This is the reason that I refused to use MC questions:

Originally Posted by Val
1. Points are allotted based solely on the answer chosen. Students hand in scannable forms or slick SUBMIT, making it unlikely (or impossible) that the teacher will look at the student's work and assess her strengths and weaknesses. As a result, the teacher has no way of knowing if a student got an answer wrong because he made a minor mistake or if she really had no idea how to approach the problem and just guessed.

Inherently, there IS no way to entirely eliminate this particular problem, which is fairly severe in STEM.

It's so binary/outcome-based that the process is (mostly) ignored. That is the format.

I'll add to Val's critique that MC is the format that allows students to earn credit via "guess-and-check" rather than understanding-- and a student who has poor computational accuracy may well score about as well as a speedy guess-and-checker. I think that those two hypothetical students should NOT be earning the same grade on an assessment of their understanding of that material.

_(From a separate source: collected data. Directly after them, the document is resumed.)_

PR #1717, opened 2023-11-22
Add the router and service protocol

glbrntt:
Motivation:

The transport layer accepts streams from the client and transforms them into requests which are handled by services. Services, written by users, need a way to tell the server which streams should be handled by which methods.

Modifications:

- Add the RPC router which routes streams to "handlers"
- Add the RegistrableRPCService protocol which services can conform to to register routes with a router.

The `RegistrableRPCService` is typically not implemented by users and instead will be implemented in the generated code. However, it builds on public API offered by the router.

Result:

We have interfaces which allow streams to be routed to a service handler.

### DIFF
--- a/Sources/GRPCCore/Call/Server/RPCRouter.swift
+++ b/Sources/GRPCCore/Call/Server/RPCRouter.swift
@@ -1,0 +1,135 @@
+/*
+ * Copyright 2023, gRPC Authors All rights reserved.
+ *
+ * Licensed under the Apache License, Version 2.0 (the "License");
+ * you may not use this file except in compliance with the License.
+ * You may obtain a copy of the License at
+ *
+ *     http://www.apache.org/licenses/LICENSE-2.0
+ *
+ * Unless required by applicable law or agreed to in writing, software
+ * distributed under the License is distributed on an "AS IS" BASIS,
+ * WITHOUT WARRANTIES OR CONDITIONS OF ANY KIND, either express or implied.
+ * See the License for the specific language governing permissions and
+ * limitations under the License.
+ */
+
+/// Stores and provides handlers for RPCs.
+///
+/// The router stores a handler for each RPC it knows about. Each handler encapsulate the business
+/// logic for the RPC which is typically implemented by service owners. To register a handler you
+/// can call ``registerHandler(forMethod:deserializer:serializer:handler:)``. You can check whether
+/// the router has a handler for a method with ``hasHandler(forMethod:)`` or get a list of all
+/// methods with handlers registered by calling ``methods``. You can also remove the handler for a
+/// given method by calling ``removeHandler(forMethod:)``.
+///
+/// In most cases you won't need to interact with the router directly. Instead you should register
+/// your services with ``Server/Services-swift.struct/register(_:)`` which will in turn register
+/// each method with the router.
+///
+/// You may wish to not serve all methods from your service in which case you can either:
+///
+/// 1. Remove individual methods by calling ``removeHandler(forMethod:)``, or
+/// 2. Implement ``RegistrableRPCService/registerMethods(with:)`` to register only the methods you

I love short-answer. I hate MC.

While the former cannot be readily autograded the way that the latter can, they ARE fairly quick to grade. I managed to do it routinely for 200-300 students a semester, and while I'm quick, I don't think that I'm that much faster at grading or constructing assessments than most faculty.

Anyway. MC and Common Core seem to be the very worst sort of mismatch imaginable-- after all, the ideals behind CC indicate an emphasis on process and a move AWAY from "accuracy" in that process...

meaning that fundamentally, there is a lack of alignment with the assessments if they are multiple choice. {sigh}

IMO, even good MC questions are mostly not intended with students in mind, but with high THROUGHPUT in mind.






Schrödinger's cat walks into a bar. And doesn't.